*** Opening of Material for this task ***

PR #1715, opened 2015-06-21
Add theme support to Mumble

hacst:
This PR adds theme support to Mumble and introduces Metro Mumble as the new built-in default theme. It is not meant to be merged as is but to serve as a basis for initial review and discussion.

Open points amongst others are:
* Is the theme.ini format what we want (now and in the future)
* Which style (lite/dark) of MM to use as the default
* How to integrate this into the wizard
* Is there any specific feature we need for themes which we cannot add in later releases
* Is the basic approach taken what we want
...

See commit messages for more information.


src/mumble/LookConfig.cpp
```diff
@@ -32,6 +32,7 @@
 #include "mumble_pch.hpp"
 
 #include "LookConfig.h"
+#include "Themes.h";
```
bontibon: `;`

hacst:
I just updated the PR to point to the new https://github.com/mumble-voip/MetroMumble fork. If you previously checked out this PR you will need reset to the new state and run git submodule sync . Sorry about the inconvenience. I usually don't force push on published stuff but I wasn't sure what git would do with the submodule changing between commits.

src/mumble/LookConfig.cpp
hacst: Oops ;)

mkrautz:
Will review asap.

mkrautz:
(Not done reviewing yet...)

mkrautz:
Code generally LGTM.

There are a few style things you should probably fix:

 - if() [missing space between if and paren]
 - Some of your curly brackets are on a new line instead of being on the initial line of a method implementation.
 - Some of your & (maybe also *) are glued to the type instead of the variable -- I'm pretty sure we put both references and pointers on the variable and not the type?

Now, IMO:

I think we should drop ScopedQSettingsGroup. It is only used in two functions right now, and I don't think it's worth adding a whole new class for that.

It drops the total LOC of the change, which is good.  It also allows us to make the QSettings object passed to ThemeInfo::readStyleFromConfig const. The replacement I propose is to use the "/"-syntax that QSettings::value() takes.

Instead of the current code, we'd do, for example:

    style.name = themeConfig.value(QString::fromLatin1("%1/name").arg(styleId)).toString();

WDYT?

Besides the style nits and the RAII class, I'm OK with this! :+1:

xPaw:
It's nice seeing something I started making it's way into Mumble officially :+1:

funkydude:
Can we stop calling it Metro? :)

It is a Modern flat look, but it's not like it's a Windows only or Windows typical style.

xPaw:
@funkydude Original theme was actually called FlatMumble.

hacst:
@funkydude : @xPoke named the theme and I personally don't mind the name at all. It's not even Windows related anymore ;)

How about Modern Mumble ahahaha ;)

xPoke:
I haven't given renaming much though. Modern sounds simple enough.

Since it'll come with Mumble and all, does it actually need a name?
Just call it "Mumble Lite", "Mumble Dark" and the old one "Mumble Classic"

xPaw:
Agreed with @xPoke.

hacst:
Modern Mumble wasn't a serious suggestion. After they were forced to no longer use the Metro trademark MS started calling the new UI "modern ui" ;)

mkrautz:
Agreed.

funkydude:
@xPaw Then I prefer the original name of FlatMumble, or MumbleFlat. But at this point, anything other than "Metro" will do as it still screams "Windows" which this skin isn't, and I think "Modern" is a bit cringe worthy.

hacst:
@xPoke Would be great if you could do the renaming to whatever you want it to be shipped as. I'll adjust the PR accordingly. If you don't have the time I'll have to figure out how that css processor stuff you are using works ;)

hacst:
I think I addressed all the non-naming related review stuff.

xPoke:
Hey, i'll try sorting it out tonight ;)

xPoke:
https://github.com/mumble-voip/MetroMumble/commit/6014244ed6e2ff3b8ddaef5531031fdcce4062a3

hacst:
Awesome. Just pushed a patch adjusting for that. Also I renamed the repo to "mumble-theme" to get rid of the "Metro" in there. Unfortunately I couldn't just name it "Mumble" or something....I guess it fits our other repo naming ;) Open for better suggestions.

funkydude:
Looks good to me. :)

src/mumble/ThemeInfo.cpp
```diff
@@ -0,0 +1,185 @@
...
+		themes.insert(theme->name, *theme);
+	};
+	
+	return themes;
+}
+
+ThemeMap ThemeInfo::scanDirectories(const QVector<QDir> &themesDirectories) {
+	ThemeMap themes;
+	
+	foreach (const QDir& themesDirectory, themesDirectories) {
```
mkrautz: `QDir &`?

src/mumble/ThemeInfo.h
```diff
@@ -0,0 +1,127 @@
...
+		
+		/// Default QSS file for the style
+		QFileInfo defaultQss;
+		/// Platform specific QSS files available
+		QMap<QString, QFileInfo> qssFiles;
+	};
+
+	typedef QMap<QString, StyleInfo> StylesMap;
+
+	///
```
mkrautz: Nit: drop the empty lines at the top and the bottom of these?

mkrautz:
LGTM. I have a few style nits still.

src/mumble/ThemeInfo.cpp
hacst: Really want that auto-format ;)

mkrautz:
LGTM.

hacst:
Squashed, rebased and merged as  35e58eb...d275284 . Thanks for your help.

*** Close of Material for this task ***

Everything above from the line containing "See commit messages for more information." down to the line containing "I just updated" is to be transcribed exactly, with both of those lines included and nothing else added.

See commit messages for more information.


src/mumble/LookConfig.cpp
```diff
@@ -32,6 +32,7 @@
 #include "mumble_pch.hpp"
 
 #include "LookConfig.h"
+#include "Themes.h";
```
bontibon: `;`

hacst:
I just updated the PR to point to the new https://github.com/mumble-voip/MetroMumble fork. If you previously checked out this PR you will need reset to the new state and run git submodule sync . Sorry about the inconvenience. I usually don't force push on published stuff but I wasn't sure what git would do with the submodule changing between commits.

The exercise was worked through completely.